In his last days he asked Colleen, his Godmother, for chili rellenos. She ordered them from the Brewery Bar. We told him we would pick them up at 11 and be there by 12:30. At noon, my cell phone rang wondering where we were. He thought we would be there at 11 and had been impatiently waiting. Once there, we brought him a chili relleno, a beef burrito and green chili. He then wanted to know where his margarita was. So, we made him a margarita.

One of his last requests was for a queen bed on the outdoor deck. He requested it on Thursday morning. By 1:00 in the afternoon, the family had rallied and Ryan had a place to rest outside. Ryan was in it in no time and loved being back outdoors again. He passed on the outdoor mattress with a light breeze blowing over him.

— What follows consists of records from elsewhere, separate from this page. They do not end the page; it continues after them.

PR #36767, opened 2025-08-19
Summarize checks fail fast on duplicates

scbedd:
See title. Making users aware of the issue #36741

This uses two API calls:

- to get pr metadata
- to get prs for the same branch

And injects a an error that will show up as a blocker. The error response probably needs to be workshopped a bit.

### DIFF
--- a/.github/workflows/src/summarize-checks/summarize-checks.js
+++ b/.github/workflows/src/summarize-checks/summarize-checks.js
@@ -161,13 +161,6 @@ const CHECK_METADATA = [
   },
   {
     precedence: 0,
-    name: "Duplicate PR Protection",
-    suppressionLabels: [],
-    troubleshootingGuide:
-      "This repo does not currently support submitting two PRs from the same commit SHA. To unblock, find any other open PRs from this source branch and close all but one.",
-  },
-  {
-    precedence: 0,
     name: "TypeSpec Validation",
     suppressionLabels: [],
     troubleshootingGuide: defaultTsg,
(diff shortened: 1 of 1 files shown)


.github/workflows/src/summarize-checks/summarize-checks.js
```diff
@@ -473,6 +473,55 @@ export async function summarizeChecksImpl(
...
+  const { data: pr } = await github.rest.pulls.get({ owner, repo, pull_number: prNumber });
+  const headRef = pr.head.ref;
+  if (!pr.head || !pr.head.repo) {
+    console.warn(
+      `Cannot determine head branch repo for PR #${prNumber}, skipping duplicate PR detection.`,
+    );
+    return undefined;
+  }
+  const headOwner = pr.head.repo.owner.login;
+  const relatedPRs = await github.paginate(github.rest.pulls.list, {
```
mikeharder, line 494: I wonder how `github.rest.pulls.list` (passing the head SHA) differs from `github.rest.repos.listPullRequestsAssociatedWithCommit`?

mikeharder: I think we need to use `listPullRequestsAssociatedWithCommit`, because we want to detect duplicate head SHAs, not head branch names.

mikeharder: We should extract the existing code from `context.js` and create a helper method `listPullRequestsForCommit(head_owner, head_repo, head_sha, base_owner, base_repo)`, which tries the following:

1. repos.listPullRequestsAssociatedWithCommit(head_owner, head_repo, head_sha)
    - Should work on fork and non-fork PRs to public, and non-fork PRs to private
2. pulls.list(base_owner, base_repo, orderby: updated-desc), client-side filter by head_sha
    - Should work on fork PRs to private
    - Max 100 pulls per API call, so maybe only search first page?
3. search(base_owner, base_repo, head_sha)
    - Should work on fork and non-fork PRs to public and private
    - Low rate limit of 30 req/min
    
https://github.com/Azure/azure-rest-api-specs/issues/36853

mikeharder: https://github.com/Azure/azure-rest-api-specs/issues/36853

PR #36825, opened 2025-08-20
Storage STG 100

seanmcc-msft:


raych1:
For breaking change review: `RemovedRequiredParameter` violations are false positives caused by [this issue](https://github.com/Azure/autorest/issues/5153) in the `autorest` tool.

mikeharder:
LintDiff was failing with 4 errors of type XmsEnumValidation: https://github.com/Azure/azure-rest-api-specs/actions/runs/17498527489?pr=36825.

Added label `Approved-LintDiff` to unblock PR, but future PRs must either fix the problem or add suppressions to `readme.md`.

mikeharder:
`ModelValidation` is failing with `XMS_EXAMPLE_NOT_FOUND`, because these specs have no examples.  This spec should either add examples, or we need to add a suppression mechanism for specs that are allowed to not provide examples.

Added label `Approved-ModelValidation` to unblock this PR.

weirongw23-msft (approved):

PR #36827, opened 2025-08-20
fix: format monitor.ingestion tsp files

jorgerangel-msft:


mikeharder (approved):

specification/monitor/Monitor.Ingestion/client.tsp
```diff
@@ -13,10 +13,7 @@ namespace ClientCustomizations;
   "java"
 );
 
-@@clientNamespace(LogsIngestion,
```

During his whole illness, he never lost his sense of humor, his love for Jen and their boys, his family, his service dog, and his love of Chex Mix.

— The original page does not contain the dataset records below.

PR #36828, opened 2025-08-20
[Microsoft.Resources] Deployment Stacks next stable API version 2025-07-01

kalbert312:

> [!TIP]

## PR review workflow diagram

## Purpose of this PR

  - [ ] New resource provider.
  - [ ] Other, please clarify:

## Due diligence checklist

## Additional information

<details>

</details>
<details>

</details>

## Getting help

  and https://aka.ms/ci-fix.


specification/resources/resource-manager/Microsoft.Resources/deploymentStacks/stable/2025-07-01/deploymentStacks.json
```diff
@@ -0,0 +1,3486 @@
...
+    },
+    {
+      "name": "DeploymentStacksWhatIfResultsAtSubscription"
+    },
+    {
+      "name": "DeploymentStacksWhatIfResultsAtManagementGroup"
+    }
+  ],
+  "paths": {
+    "/providers/Microsoft.Management/managementGroups/{managementGroupId}/providers/Microsoft.Resources/deploymentStackWhatIf": {
```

Ryan was a brave, loyal, loving son, brother, husband and dad. His boys and his wife were his greatest joys. He loved hero and super hero movies like Star Wars, Superman, The Avenger and James Bond movies. But Ryan was our superhero. Please honor Ryan by being your own kind of superhero, the best self you can be. Live life to its fullest, love, travel and work to fulfill your dreams. His spirit lives on with us.